>From: owner-openssl-us...@openssl.org On Behalf Of azhar jodatti
>Sent: Wednesday, 13 March, 2013 13:44

>I was trying to implement the diffie Hellman algorithm in Java 
>which makes use of JCF and  as well as in c with openssl...

I assume you mean JCE, or maybe JCA. JCF is completely unrelated.

>I am able to get this work in respective languages I.e Java - Java 
>and C-C works fine . Generates the DH parameters and other stuffs quit
well.

>Since my server is in Java and client is in C, I was trying to use 
>openssl generated keys with Java as other part of component which is not 
>working at all. Java keeps giving me invalid key specification exception...


What exactly are you trying to do? Your client and server, or other 
parties, should NEVER share a DH privatekey; they must share parameters 
(the group definition prime P and generator G) and exchange publickeys 
that use the same parameters.
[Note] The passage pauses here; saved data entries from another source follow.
Issue #358, opened 2022-09-09
[opentelemetry-demo] Load generator is unable to connect to frontend service


dineshg13:
When we install demo application on k8s cluster, loadgenerator is unable to connect to frontend. We see error trace in the jaeger as well . 

![image](https://user-images.githubusercontent.com/2471669/189366284-6cef5cef-5110-4eb8-ba49-5dfc23cb1c93.png)

TylerHelmuth:
@dineshg13 do you plan to work on this?

PR #361, opened 2022-09-13
Fix resolution of dependent environment variable.

2start:
The PR fixes the connection between the loadgenerator and the frontend as described in #358. There are 2 issues at the same time:

1. The below snippet generates environment variables for the pod containing the address of another service that it depends on. 

```
# {{ $.depends }}
# {{ .name }}
{{- if hasKey $.depends .name }}
{{- range $depend := get $.depends .name }}
- name: {{ printf "%s_ADDR" $depend | snakecase | upper }}
  value: {{ printf "%s-%s:%0.f" $prefix ($depend | kebabcase) (get $.serviceMapping $depend )}}
{{- end }}
{{- end }}
```

E.g. the loadgenerator depends on the frontend and therefore `FRONTEND_ADDR: my-release-frontend:8080` is created. To reference `FRONTEND_ADDR` it must be created before the dependent environment variable. The order matters. (Source: [Docs](https://kubernetes.io/docs/tasks/inject-data-application/define-interdependent-environment-variables/#define-an-environment-dependent-variable-for-a-container))

I moved the above block to the top of the env variable definitions because the variables will get referenced but never reference other variables themselves.

2. A dependent variable is declared using parentheses instead of curly brackets. I.e. we need to reference `FRONTEND_ADDR` as follows: `http://$(FRONTEND_ADDR)`

After testing the changes in this PR, the error rate in the APM tool dropped from 100% to 0% and the whole demo seems to be working fine. The requests seem to propagate properly through all the services.
image

### DIFF
--- a/charts/opentelemetry-demo/Chart.yaml
+++ b/charts/opentelemetry-demo/Chart.yaml
@@ -1,7 +1,7 @@
 apiVersion: v2
 type: application
 name: opentelemetry-demo
-version: 0.2.4
+version: 0.2.5
 description: opentelemetry demo helm chart
 home: https://opentelemetry.io/
 sources:
--- a/charts/opentelemetry-demo/templates/_pod.tpl
+++ b/charts/opentelemetry-demo/templates/_pod.tpl
@@ -42,9 +42,19 @@ Get Services Port Mapping
 
 {{/*
 Get Pod Env
+Note: Consider that dependent variables need to be declared before the referenced env varibale.
 */}}
 {{- define "otel-demo.pod.env" -}}
 {{- $prefix := include "otel-demo.name" $ }}
+
+# {{ $.depends }}
+# {{ .name }}
+{{- if hasKey $.depends .name }}
+{{- range $depend := get $.depends .name }}
+- name: {{ printf "%s_ADDR" $depend | snakecase | upper }}
+  value: {{ printf "%s-%s:%0.f" $prefix ($depend | kebabcase) (get $.serviceMapping $depend )}}
+{{- end }}
+{{- end }}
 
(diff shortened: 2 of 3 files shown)


TylerHelmuth:
@2start Please bump the chart's patch version.

wph95 (approved):
just need fix 
- CLA check
- Helm chart version check

2start:
Should be both fixed! Can you try to rerun the workflows? I already signed the CLA yesterday after the bot commented yesterday. Now I signed it again. 

The tool is Datadog's APM tool btw.

dineshg13 (approved):
thanks @2start for fixing same. I wasn't aware that in k8s order matters

TylerHelmuth:
@2start thanks for the contribution.  To pass the easycla check you need to make sure that the latest commit in your branch is associated with your UserId: https://help.github.com/en/github/committing-changes-to-your-project/why-are-my-commits-linked-to-the-wrong-user

TylerHelmuth (approved):
@2start thanks for fixing this bug.  We are working on refactoring how this chart handles env vars (#340) as they seem to keep causing defects, but I like fixing this issue now with this simple change to ensure the chart is usable.

2start:
Thanks for the tip. I had to change my email to the one that I used signing the CLA. However, just changing the latest commit was not sufficient. Now that every commit belongs to the correct email it works. Happy to contribute. 

Regarding the new env setup. I agree. There is also another similar bug where the checkout service can't contact the email service which is a little harder to fix with the current setup.

TylerHelmuth:
@2start can you open an issue for that bug if you know the details?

There are two usual ways of doing this: 
1: parameters are distributed in advance, each party generates keypair 
(possibly certified), and they exchange at least public values (y) and 
optionally also duplicate parameters (especially if using certificates).
2: one party (in SSL/TLS the server) sends publickey containing parameters 
and public value (which may be generated in advance or transient); other 
party uses parameters to generate and send public value (usually transient).

Openssl stores DH parameters in PKCS3 format, and since 1.0.0 can 
store DH privatekey in PKCS8 clear (really privkeyinfo) or encrypted 
and DH publickey in "PUBKEY" (X509 pubkeyinfo), both of which include 
parameters. JCE as far as I can see can't handle DH parameters alone, 
but can handle PKCS8 clear as PKCS8EncodedKeySpec and X509-keyinfo 
as X509EncodedKeySpec. (JCE handles only the DER forms; converting 
DER to/from PEM isn't hard, but openssl does it easily for free.)

For 2 above Java responder can simply read the peer's publickey, and 
copy the parameters to generate its "self" keypair. For 1 you can 
either (create and) use a dummy publickey to transmit the parameters 
or you can write your own code to do PKCS3 -- or some other format.